LAKEVILLE, Minn. — According to an announcement issued Sept. 23 by the U.S. Food and Drug Administration’s Center for Tobacco Products, the agency has now issued a total of 323 marketing denial orders (MDOs) to an aggregate of 260 manufacturers that submitted premarket tobacco applications (PMTAs) covering more than 1.2 million different flavored electronic nicotine delivery systems/nicotine vapor products.

When the MDOs are added to other actions taken by the FDA to refuse to accept or refuse to file PMTAs from other manufacturers for flavored electronic delivery systems/nicotine vapor products, the total number of such products under applications that have been refused or denied exceeds 6 million electronic delivery systems/nicotine vapor products.

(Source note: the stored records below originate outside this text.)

PR #2911, opened 2026-06-06
Fix nushell activation script

### LINKED ISSUE #2905: Nushell auto-activation hook fails when cache directory does not exist
**Describe the bug**

The [auto-activation setup script](https://devenv.sh/auto-activation/#setup) for nushell fails when the `~/.cache/devenv` directory does not exist. The script needs to be updated to create the directory first.

**To reproduce**

Add the setup script to your nushell config, and ensure that the `~/.cache/devenv` directory does not exist. Nushell then fails to load the config on startup, as the hook file cannot be created and sourced.

**Version**

devenv 2.1.2 (x86_64-linux)

LlamaLamp:
Fix https://github.com/cachix/devenv/issues/2905

The [previous fix](https://github.com/cachix/devenv/pull/2906) did not actually solve the issue - in my testing I must have mistakenly created the script manually at some point, which fixed the issue. The actual root problem is that the hook script must be created before the nushell script is parsed. See the nushell documenation for an explanation: https://www.nushell.sh/book/thinking_in_nu.html#example-dynamically-generating-source

This fix instead creates the devenv hook as an autoload script, which will be run by nushell later in its setup process.

### DIFF
--- a/devenv/hooks/hook.nu
+++ b/devenv/hooks/hook.nu
@@ -1,8 +1,7 @@
 # devenv hook for nushell
 # Usage: Add to your config.nu:
-#   source (devenv hook nu | save --force ~/.cache/devenv/hook.nu; "~/.cache/devenv/hook.nu")
-# Or: devenv hook nu | save --force ~/.cache/devenv/hook.nu
-#     source ~/.cache/devenv/hook.nu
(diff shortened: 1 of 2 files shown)


domenkozar:
Could you rebase?

LlamaLamp:
Apologies, rebased now

PR #2918, opened 2026-06-09
perf(shell): speed up nested full-screen TUIs

domenkozar:
## Summary

`devenv shell` now avoids two major sources of rendering overhead:

- The mediated renderer consumes libghostty dirty-row snapshots and skips rows whose cells have not changed.
- Once an application is already on the alternate screen, its output is forwarded directly to the real terminal instead of reconstructing every frame cell-by-cell. The final status-line row remains reserved and protected.

This substantially reduces work for nested full-screen TUIs such as Neovim and Claude Code, especially on larger terminals, without removing the `devenv shell` status line.

## Root cause

Every PTY batch was previously fed through the VT and then re-read across the visible screen. Even a one-line update therefore scaled with terminal area. Full-screen applications also already emit efficient cursor-addressed updates, so reconstructing their output from VT cells duplicated work and fragmented repaint bursts.

## Passthrough correctness

Direct terminal output is handled by a stateful byte-stream rewriter that:

- clamps cursor rows and scrolling regions to the content area above the status line;
- intercepts terminal-size queries and in-band resize mode where the child must see PTY dimensions;
- buffers split CSI, OSC, DCS, APC, PM, SOS, and UTF-8 sequences so host output cannot be inserted inside them;
- safely cancels oversized terminal strings before unavoidable host output;
- reasserts the protected scroll region after DECSTR/RIS resets;
- tracks origin mode, autowrap, keypad state, synchronized output, and forwarded DEC modes for redraw and exit cleanup;
- defers host overlays while the application owns synchronized-output mode or terminal state makes cursor restoration unsafe.

The branch was rebased onto current `main`, preserving the newer tmux title-filtering path in both single and batched PTY reads.

## Validation

- `devenv shell cargo test --workspace`
- `devenv shell cargo test -p devenv-shell` (187 tests)
- `devenv shell cargo clippy -p devenv-shell --lib -- -D warnings`
- `RUSTDOCFLAGS='-D warnings' devenv shell cargo doc -p devenv-shell --all-features --no-deps`
- `devenv shell cargo fmt --all -- --check`
- `git diff --check`

Regression tests cover dirty-row rendering, full-screen scroll invalidation, split control strings and UTF-8, aborted-string recovery, APC/Kitty graphics boundaries, oversized-string cancellation, DECSTR/RIS state resets, synchronized output, and terminal cleanup.

### DIFF
--- a/CHANGELOG.md
+++ b/CHANGELOG.md
@@ -48,6 +48,7 @@
 
 ### Improvements
 
+- Sped up `devenv shell` when running nested full-screen TUIs (e.g. neovim, claude-code), where rendering previously lagged on larger terminals. Each frame now reads and redraws only the rows that actually changed instead of the whole screen, so a single-line update no longer costs a full-screen repaint.
 - `DEVENV_HOME` now overrides where devenv stores all per-user data (GC roots, trust database, cached keys), not just the trust database.
 - `DEVENV_RUNTIME` can now be set to override where a project stores its sockets and other runtime files. To relocate runtime files for all projects at once, prefer `XDG_RUNTIME_DIR`, which keeps each project's directory separate.
 
--- a/CHANGELOG.md
+++ b/CHANGELOG.md
@@ -48,7 +48,7 @@
 
 ### Improvements
 
-- Sped up `devenv shell` when running nested full-screen TUIs (e.g. neovim, claude-code), where rendering previously lagged on larger terminals. Each frame now reads and redraws only the rows that actually changed instead of the whole screen, so a single-line update no longer costs a full-screen repaint.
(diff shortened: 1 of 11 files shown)


domenkozar:
I'm still not happy with this, claude scrollbar is slow

AodhanHayter:
I took this branch for a test drive, it does feel better, but really starts to struggle as soon as I hit the bounds of a pane and some kind of scroll happens. I owe you a video as it's more clear what kind of renders it struggles with watching a session.

It's definitely not to the point that I'd willingly run nvim or any other TUI within the devenv TUI itself, there's a perfectly fine workaround with `devenv --no-tui --no-reload`. Although, I could see this catching new users off guard and them not understanding why their system is feeling sluggish all of the sudden. It took me a bit to narrow down devenv as the culprit myself.

I appreciate you burning some tokens for my sake. I can also live with just using devenv a bit differently than I have in the past.

domenkozar:
I want to fix this before we get 2.2 out.

domenkozar:
Split into #3025 and https://github.com/cachix/devenv/pull/3028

In its announcement, the FDA did not disclose either the actual number of flavored electronic nicotine vapor products subject to each MDO for each manufacturer nor the specific product names. 

The issuance of these MDOs means that the electronic nicotine products that are the subject of the premarket tobacco applications may not be introduced into the market or, if the products are already on the market, the products must be removed from the market or risk enforcement action by the FDA. This includes a requirement that retailers remove the electronic nicotine products from store shelves which are the subject of the MDOs issued by the FDA; however, as was the case with the FDA’s other recent announcements about MDOs being issued, the FDA website continues to contain the same notice that the names of the specific products are not being released at this time.

That FDA notice reads as follows:

“FDA understands that the public may be interested in the specific names of the currently marketed products subject to the negative decisions; however, before releasing this information, FDA needs to ensure the Agency is not releasing the applicant’s commercial confidential information. Given the large number of products involved, sharing this information requires additional time and resources. Accordingly, FDA is actively exploring options related to this issue.”

Retailers need to continue to monitor the FDA’s actions and to work with their wholesalers and distributors to ensure that they are not selling products for which MDOs have been issued and have removed those affected products from their shelves.